The fields that generate the highest private returns are dentistry, medicine, law and commerce. Those with the lowest private returns are performing arts, humanities and agriculture.
The magnitude of public benefits is more difficult to estimate. Norton estimates that the median female graduate pays $240,000 more tax than a female non-graduate. The figure for male graduates is $360,000. Not surprisingly, the largest gains in tax revenue come from the fields of study in which the private benefits are greatest: dentistry, medicine, law and commerce.
With regard to other public benefits, on the figures presented by Norton, there are not great differences in the rates of volunteering according to people's highest level of qualification. He finds that "general non-financial public benefits of higher education exist but are not large".
If public benefits of higher education are not large, particularly if we exclude additional tax revenue, the conclusion is that undergraduates are being significantly over-subsidised for their tuition costs. The private benefits are generally so large that even if subsidies were significantly cut, the demand for undergraduate education would be relatively unaffected. So the public benefits can be secured at a much lower cost to the taxpayer.
Care has to be taken when reaching this conclusion because it needs to apply at the margin, not just on average.
It is all very well pointing to high average rates of return, but not all graduates earn the average rate for their field. It is the marginal return that is the important variable when it comes to setting efficient tuition fees.
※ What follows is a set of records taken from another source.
PR #1912, opened 2017-11-19
Greenkeeper/eslint plugin react 7.5.1

hawkrives:
includes a crash fix


hawkrives:
Poll: Does anyone want the `jsx-sort-props` rule to be enabled, or can I just turn it off?

/cc @drewvolz, @rye, @elijahverdoorn

rye:
Hum. It'd be nice if the props were sorted alphabetically, but for now we can turn the grumbling off.

hawkrives:
If you'd like us to enable it, I guess file an issue like https://github.com/StoDevX/AAO-React-Native/issues/1936? I'll turn it off for this PR.

hawkrives:
Well. I'll actually file an issue; that rule has been enabled for a very long time, and I don't see why we shouldn't enable it.

PR #1915, opened 2017-11-19
Webcam thumbnail highlight wrapper

### LINKED ISSUE #1905: Webcam tiles show highlight on touch (again)
Another introduction of #1648 reintroduced by #1901.

On press, the webcam thumbnails show a box around the rounded images. This is most likely from moving the padding and border-radius to the image instead of the touchable? Most likely fallout from some recent refactoring.

drewvolz:
Closes #1905

Adds a `<View>` wrapper with the `cell` styling. Fixes the highlight to be just around the image container.

### DIFF
--- a/source/views/streaming/webcams/thumbnail.js
+++ b/source/views/streaming/webcams/thumbnail.js
@@ -41,6 +41,7 @@ export class StreamThumbnail extends React.PureComponent<Props> {
         : transparentPixel
 
     return (
+      // do not remove this View; it is needed to prevent extra highlighting
       <View style={styles.cell}>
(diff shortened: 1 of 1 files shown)


hawkrives:
Would you mind adding a comment in there, too? I keep removing it because it seems unnecessary, and a comment would help prevent this from happening again.

hawkrives (commented):
Doesn’t that need to be a block comment? Or is that only within a jsx tag?

drewvolz:
It compiles and runs.

hawkrives (approved):

Issue #1092, opened 2017-05-19
Add data bundling to the gradle build process


hawkrives:
I moved the `npm run bundle-data` command into the Xcode build process in https://github.com/StoDevX/AAO-React-Native/commit/1ec3ff9c5a0046d6a6d7512163e9ee213f5e9379.

It'd be really nice to do that for Android.

@elijahverdoorn, if you want to tackle calling `npm run bundle-data` from somewhere in gradle, that'd be grand.

PR #1942, opened 2017-11-29
Integrate "npm run bundle-data" into the android build process

hawkrives:
This mimics what iOS builds do already, where the normal `xcodebuild` calls `npm run bundle-data` so that there's no way to build the app without the data being bundled.

Closes https://github.com/StoDevX/AAO-React-Native/issues/1092


rye (approved):
Very nice.

drewvolz:
Nice 👍

PR #1943, opened 2017-11-29
Rearrange the Fastlane scripts

hawkrives:
And do some cleanup, I guess.

- Removed the `hockeyapp` gem, which we haven't used since we switched to Testflight / Google Play
- Removed the silly "Pluginfile" thing from Fastlane, which let us remove the use of `Eval` in the Gemfile
- Moved the commands from `agnostic.rb` into a new `lib/commands.rb` file
- Split up `util.rb` into five files: "commands.rb", "git.rb", "sourcemaps.rb", "util.rb", and "versions.rb"
- Removed three unused fastlane actions
- Removed the `:ci-emulator` lane from the Android setup (I already removed the Android emulator Travis machine)


Gemfile
```diff
@@ -1,13 +1,11 @@
 source 'https://rubygems.org'
 
 gem 'fastlane'
-gem 'hockeyapp'
 gem 'json'
 gem 'xcodeproj'
 
-# rubocop:disable Eval
```
rye, line 8: Good move.  I was wondering why it was necessary to load this 'Pluginfile' from the Gemfile, but it seems as though this is just Fastlane's way of tracking plugins and getting its own file to manage.  ([docs](https://docs.fastlane.tools/plugins/create-plugin/#add-a-plugin-to-your-project))

fastlane/Fastfile
```diff
@@ -9,8 +9,11 @@ fastlane_version '2.50.1'
 require 'fileutils'
 
 import 'lib/before_all.rb'
+import 'lib/commands.rb'
```
rye, line 12: Fastlane's syntax is strange.  Their `import` is basically a `require`, but with some salty anger about third-party gems thrown in.  Oh, well.

rye (approved):
I'm all for this.  Not sure about Hockey or the `:ci-emulator` stuff, but if we're not using it I'd hesitate to keep it around, with all the bloat that it may add.

I have deliberately not added any commentary about code style here, as I expect to pore over these files once this PR is merged and provide more architectural feedback in the form of further refactoring.  Pending passing CI, this should work fine.

Gemfile
hawkrives: Yeah, they have a "fastlane add_plugin" command that expects the Pluginfile, but I think it's just as easy to use the Gemfile.

fastlane/Fastfile
hawkrives: Oh, is "import" not part of Ruby? I'm fine with switching away from it, especially where I import fileutils and the thing yells at me.

drewvolz (commented):
Great work!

Norton recognises this problem by considering the point in the distribution of earnings at which demand would be affected because the expected return would be insufficient to encourage enrolment. This point varies by field of study.
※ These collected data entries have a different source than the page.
PR #1946, opened 2017-11-29
Fix CodeClimate test exclusion

rye:
Apparently with #1945, I didn't properly set up the exclusion rule, so it was only looking in the top level?

CodeClimate should report fixed issues with this PR now.

### DIFF
--- a/.codeclimate.yml
+++ b/.codeclimate.yml
@@ -7,7 +7,7 @@ engines:
   duplication:
     enabled: true
     exclude_patterns:
-    - "__tests__/"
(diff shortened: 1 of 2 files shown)


hawkrives (commented):
I think I still see `__tests__` folders showing up in there?

rye:
My view shows all of those duplication issues in `__tests__` as resolved. (As they are no longer being tracked.)  For some reason CC thinks there were new issues, but I overrode it.

hawkrives (approved):

PR #1954, opened 2017-11-30
Christmasfest bus hours

### LINKED ISSUE #1951: Express Bus Route Change
The Express Bus is picking up at the Pump House during Christmasfest (30th-3rd). It will not approach Buntrock.

hawkrives:
Closes #1951 

This PR will need to be reverted after Sunday.


drewvolz (approved):
I guess the coordinates are fine not changing as long as we aren’t using the map.

rye (approved):

PR #1968, opened 2017-12-06
README Style Tweaks

rye:
This PR:

- Consolidates CI badges into the title
- Adds "Get it on Google Play" and "Download on the App Store" badges, linking to the appropriate places
- Re-orders and updates "Getting Started" instructions
- Turns "Note" section into a bulleted list
- Emboldens types of contributions in "Contributing" section.
- Adds legal notices for use of "Google Play", "iPhone", "iPad", and "the Apple logo" in documentation and the app itself


drewvolz (approved):
Sure, looks like a nicer readme. Thanks @rye

hawkrives:
My only thing is that I don't like having the badges on the same line as the title

drewvolz:
If we have the badges, should we remove the download links and keep the beta links?

rye:
Why not, @hawkrives? I think it looks fine, especially with &middot; between.

Once I'm done with lunch, I can yank the download links as they are now redundant.

hawkrives (approved):
Meh sure

PR #2005, opened 2017-12-25
Remove badges from README.md

hawkrives:
I'll be frank: I don't like having the badges on the first line of the README. 

I also don't think that they gain us anything; I don't think that any of the primary maintainers use the badges to check on the app's status, and our code coverage % isn't really something to be proud of IMHO. 

I'd also make the argument that having the badges on the first line of the README makes it harder to read, both on GitHub's mobile view and (more importantly) in the plain-text Markdown file (which should always be nice to read IMHO.) I see the readme in those two forms much much more often than I see the desktop-sized README.

All that is to say, I don't think they bring us really any benefit, and I don't like them, so I'm proposing to remove both of the badges from the readme.


rye (approved):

One objection to the suggestion that tuition subsidies should be reduced is the possible impact on students of low socioeconomic status. Norton deals comprehensively with this issue.
It turns out that the principal barrier to participation in higher education by those from low socioeconomic status backgrounds is school performance. For those from disadvantaged backgrounds who nonetheless do well at school, their participation in higher education is little different from those from different backgrounds but with similar school results.
The existence of HELP - the income-contingent loan arrangement that is available to all undergraduates - means that upfront fees do not create a barrier to participation in higher education. Moreover, the subsidy element in HELP is substantial, amounting to one-third of the student contribution to tuition costs. This is in addition to the direct tuition subsidies paid to universities.
A further consideration is the means of phasing in lower tuition subsidies. In the short run at least, the universities' (real) costs of delivering undergraduate courses will be unchanged, so the amount students pay to undertake particular courses, albeit generally on a deferred basis, will need to rise.
Given the benefit of local knowledge and the fact universities cater to different segments of the population, the first-best approach is to allow universities themselves to set the fees of their different courses. (For political and fiscal reasons, the government may opt to provide some upper limit to fees for which HELP can be accessed.)
Across time, we would expect to see much more innovation in course delivery methods and a wider range in the costs of delivery across universities. Some may opt, for instance, to specialise in online courses, while others may experiment with a teaching-only model and forgo research.
The present system of demand-driven places combined with rigid fee regulation is not sustainable. There is a strong case for reducing government subsidies paid for tuition costs, while increasing the students' contribution. The money saved is desperately needed for other policy areas with higher public benefits.